Les cartes de remboursement d’assurance ne fonctionnent pas avec des suppléments : étant donné que les cartes de remboursement d’assurance sont des cartes de crédit d’entreprise chargées d’un montant spécifique pour envoyer les paiements de la compagnie d’assurance, les cabinets médicaux doivent comprendre qu’ils ne peuvent pas ajouter de frais supplémentaires au paiement total. Cependant, un cabinet médical peut ajouter des frais supplémentaires aux transactions régulières par carte de crédit si son programme et les tarifs des services sont conformes aux exigences d’assurance.
La mise en œuvre de programmes de suppléments entraîne également des implications fiscales. Les commerçants doivent informer leurs réseaux de commerçants acquéreurs et de cartes avant de mettre en œuvre un programme de supplément. Si les revenus provenant des suppléments ne sont pas déclarés avec précision sur le 1099-K fourni par le processeur, cela pourrait déclencher un signal d’alarme en raison d’écarts potentiels. Étant donné que le 1099-K inclut généralement le montant du supplément, celui-ci doit être déclaré et déduit comme une dépense pour garantir un bon alignement.
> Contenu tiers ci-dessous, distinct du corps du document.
PR #577, opened 2016-08-26
s2i: build hung, stuck

gabemontero:
Bug 1370265
Bugzilla link https://bugzilla.redhat.com/show_bug.cgi?id=1370265
Detailed explanation
a timeout on container start could result on waitgroup.Done being called twice, the waitgroup going negative, and down a hung/panic path

the refactoring of pull 576 completed with this pull

@bparees @csrwng @rhcarvalho PTAL

PR #581, opened 2016-09-01
Fix WaitGroup usage

rhcarvalho:
Calling wg.Done() does not "cancel" the WaitGroup, it does introduce a
bug in which depending on timing the WaitGroup counter might go
negative, what should never happen.

Would be nice to rewrite the method to be correct concurrent code, but
for now should be enough to avoid the panic condition and note that
there is a potential leak.

---

Fixes https://bugzilla.redhat.com/show_bug.cgi?id=1370265

### DIFF
--- a/pkg/build/strategies/sti/sti.go
+++ b/pkg/build/strategies/sti/sti.go
@@ -560,7 +560,6 @@ func (builder *STI) Execute(command string, user string, config *api.Config) err
 		}()
 
 		opts.Stdin = r
-		defer wg.Wait()
 	}
 
 	go func(reader io.Reader) {
@@ -591,15 +590,16 @@ func (builder *STI) Execute(command string, user string, config *api.Config) err
 	go dockerpkg.StreamContainerIO(errReader, &errOutput, func(a ...interface{}) { glog.Info(a...) })
 
 	err := builder.docker.RunContainer(opts)
-	if util.IsTimeoutError(err) {
-		// Cancel waiting for source input if the container timeouts
-		wg.Done()
-	}
 	if e, ok := err.(errors.ContainerError); ok {
 		// even with deferred close above, close errReader now so we avoid data race condition on errOutput;
 		// closing will cause StreamContainerIO to exit, thus releasing the writer in the equation
 		errReader.Close()
 		return errors.NewContainerError(config.BuilderImage, e.ErrorCode, errOutput)
+	}
+	// Do not wait for source input if the container times out.
+	// FIXME: this potentially leaks a goroutine.
+	if !util.IsTimeoutError(err) {
+		wg.Wait()
 	}
 	return err
 }


rhcarvalho:
I propose this instead of #577, @gabemontero @bparees PTAL.
Sorry for coming with a PR, was easier to explain with code than lots of comments.

pkg/build/strategies/sti/sti.go
```diff
@@ -533,7 +533,7 @@ func (builder *STI) Execute(command string, user string, config *api.Config) err
 		close(injectionComplete)
 	}
 
-	wg := sync.WaitGroup{}
+	var wg sync.WaitGroup
```
rhcarvalho: We don't need to initialize WaitGroups, just declare them and they are ready for use.
Idiomatic example: https://golang.org/pkg/sync/#example_WaitGroup

pkg/build/strategies/sti/sti.go
```diff
@@ -560,7 +560,6 @@ func (builder *STI) Execute(command string, user string, config *api.Config) err
 		}()
 
 		opts.Stdin = r
-		defer wg.Wait()
```
rhcarvalho: This is a very tricky defer statement, there is no clean way to "cancel" it.

Calling `wg.Done()` earlier introduces a concurrency problem. As @bparees and @gabemontero noted, `wg.Done()` could end up being called multiple times sending the counter below 0, causing a panic.

Correct code arranges to call `wg.Done()` as many times as `wg.Add(n)` in all cases.

pkg/build/strategies/sti/sti.go
```diff
@@ -591,16 +590,17 @@ func (builder *STI) Execute(command string, user string, config *api.Config) err
...
-	}
 	if e, ok := err.(errors.ContainerError); ok {
 		// even with deferred close above, close errReader now so we avoid data race condition on errOutput;
 		// closing will cause StreamContainerIO to exit, thus releasing the writer in the equation
 		errReader.Close()
 		return errors.NewContainerError(config.BuilderImage, e.ErrorCode, errOutput)
 	}
+	// Do not wait for source input if the container times out.
+	// FIXME: this potentially leaks a goroutine.
+	if !util.IsTimeoutError(err) {
```
gabemontero: removing the  !config.LayeredBuild check of the prior fix seems incorrect to me

pkg/build/strategies/sti/sti.go
```diff
@@ -591,16 +590,17 @@ func (builder *STI) Execute(command string, user string, config *api.Config) err
...
+		wg.Wait()
+	}
```
rhcarvalho: Ideally we'd drop a `wg.Wait()` here, without the `if`, but the `if` here is trying to cover whatever use case it had before, which I am not really sure is the correct thing to do, but we can probably defer to a rewrite. Assign that rewrite to me :-)

pkg/build/strategies/sti/sti.go
```diff
@@ -591,16 +590,17 @@ func (builder *STI) Execute(command string, user string, config *api.Config) err
 	go dockerpkg.StreamContainerIO(errReader, &errOutput, func(a ...interface{}) { glog.Info(a...) })
 
 	err := builder.docker.RunContainer(opts)
-	if util.IsTimeoutError(err) {
-		// Cancel waiting for source input if the container timeouts
-		wg.Done()
```
rhcarvalho: As I said, this is not a correct mechanism for cancellation, instead we will only call `wg.Wait()` if and when we want to block waiting for the goroutine that uploads source code to terminate.

pkg/build/strategies/sti/sti.go
rhcarvalho: See https://play.golang.org/p/kpKJh9Prei

If you never call `wg.Add`, it is perfectly ok and correct to call `wg.Wait()`, so we don't need to add that extra condition, it is irrelevant.

gabemontero: On Thursday, September 1, 2016, Rodolfo Carvalho <notifications@github.com>
wrote:

> In pkg/build/strategies/sti/sti.go
> <https://github.com/openshift/source-to-image/pull/581#discussion_r77222225>
> :
>
> >  	if e, ok := err.(errors.ContainerError); ok {
> >  		// even with deferred close above, close errReader now so we avoid data race condition on errOutput;
> >  		// closing will cause StreamContainerIO to exit, thus releasing the writer in the equation
> >  		errReader.Close()
> >  		return errors.NewContainerError(config.BuilderImage, e.ErrorCode, errOutput)
> >  	}
> > +	// Do not wait for source input if the container times out.
> > +	// FIXME: this potentially leaks a goroutine.
> > +	if !util.IsTimeoutError(err) {
>
> See https://play.golang.org/p/kpKJh9Prei
>
> If you never call wg.Add, it is perfectly ok and correct to call wg.Wait(),
> so we don't need to add that extra condition, it is irrelevant.
>
Ah - ok yeah that makes sense now - the count is still 0.

pkg/build/strategies/sti/sti.go
gabemontero: don't let the PM team see this :-) ... they prefer the `:=`

gabemontero:
LGTM ... I'll delete the other pull when this merges.

@bparees - shall we assign the associated bugzilla and UPSTREAM vendor update to @rhcarvalho :-) ?

pkg/build/strategies/sti/sti.go
bparees: i also prefer := :)

rhcarvalho:
> @bparees - shall we assign the associated bugzilla and UPSTREAM vendor update to @rhcarvalho :-) ?

Would be fun, but I don't want to overcommit :)

I'll be happy to send more s2i PRs when I come back (soon) :smile: , missing you guys

pkg/build/strategies/sti/sti.go
rhcarvalho: This is not a necessary change, so will revert it to minimize the patch ;)

pkg/build/strategies/sti/sti.go
bparees: i think we need the if-check around the wg.Wait() because the bad scenario would be:

1) injections start (wg.Add(1) occurs)
2) call to start container times out (container never starts)
3) injections never finish because the container never started
4) wg.Done() never gets called because the injections never finish
5) wg.Wait() never completes

which is the original hang we were trying to fix.

that's not to say a rewrite couldn't improve it, but at least as it stands now i believe it's necessary.

bparees:
lgtm [merge]
@gabemontero please do the upstream PR to origin, we've already abused @rhcarvalho enough :)

gabemontero:
roger that @bparees

gabemontero:
and thx @rhcarvalho :-)

pkg/build/strategies/sti/sti.go
rhcarvalho: @bparees thanks for challenging my tired mind :)
Really, good to have another pair of eyes and good brain to reason about it.

> 1) injections start (wg.Add(1) occurs)
> 2) call to start container times out (container never starts)

This means that after

```go
err := builder.docker.RunContainer(opts)
```

`util.IsTimeoutError(err) == true`, right?


> 3) injections never finish because the container never started

Yes, and this causes a goroutine leak.

> 4) wg.Done() never gets called because the injections never finish
> 5) wg.Wait() never completes

When `util.IsTimeoutError(err) == true`, `wg.Wait()` is not called. In all other cases, i.e. `!util.IsTimeoutError(err)`, `wg.Wait()` is called.

rhcarvalho: @bparees does this make sense to you after all?

In my mind we're trading a panic for a leak, and based on previous discussions this is a "less critical" leak because this code is running in the builder pod and the process is short-lived.

bparees: we're in agreement, my point was that we *need* the "if !util.IsTimeoutError(err)" check.  

It sounded to me like you were implying we might not need it, but on rereading I guess all you were saying is "ideally we'd refactor this code so this check is not needed, but until we do that, it is needed, so here it is"

so i think we're good (and yeah, goroutine leak. oh well. luckily this code is running in a short lived container in openshift, or a short lived process in s2i)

Comment les cabinets médicaux peuvent-ils garantir qu’ils sont conformes à la norme PCI et protéger les données des patients ?
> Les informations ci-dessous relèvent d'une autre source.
PR #582, opened 2016-09-05
[test/run] fix unboud variable in the template

mikz:
container_ip is unbound variable, it is a function that has to be called

after fixing this the script correctly executes with `set -u`


bparees:
lgtm [merge]

bparees:
[merge]

PR #584, opened 2016-09-06
better defer waitgroup Done pattern

gabemontero:
@bparees PTAL

stems from recent discussion in https://github.com/openshift/origin/pull/10776


bparees:
lgtm [merge]

PR #585, opened 2016-09-07
Change file exists check to any error returned by os.Stat

csrwng:
When a ssh url is passed to os.Stat in Windows, the error returned is something other than  ErrNotExist, which results in an error when 'oc new-app' is called with a git url in Windows.

With this change, any error returned by os.Stat will result in us assuming the file doesn't exist.


csrwng:
@gabemontero ptal
@bparees fyi

bparees:
lgtm [merge]

gabemontero:
LGTM

csrwng:
ok, now it's fixed

bparees:
[merge]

Pour garantir la conformité PCI, les cabinets médicaux doivent mettre en œuvre des politiques et procédures de sécurité appropriées, former le personnel et vérifier les déclarations des commerçants pour vérifier les pénalités de non-conformité. Des étapes simples comme la mise à jour régulière des mots de passe, la surveillance de la sécurité du réseau et la révision des mesures de sécurité physique peuvent contribuer à protéger les données sensibles des patients.
Eric Cohen est le fondateur et PDG de Merchant Advocate. Vétéran du secteur financier, Cohen a fondé Merchant Advocate en 2006. Après sa vaste expérience dans le secteur des services aux commerçants, il était déterminé à créer une proposition de valeur équitable et de transparence pour les commerçants avec leurs processeurs de cartes de crédit. En tant que PDG et fondateur de Merchant Advocate, Eric a contribué au développement d’une toute nouvelle industrie de défense des intérêts dans les services aux commerçants, et sa passion vient du fait d’économiser aux commerçants plus de 300 millions de dollars en frais excédentaires.
Publications:
Traité d’économie politique/1841/Livre 1/Chapitre 18.,Référence litéraire de cet ouvrage.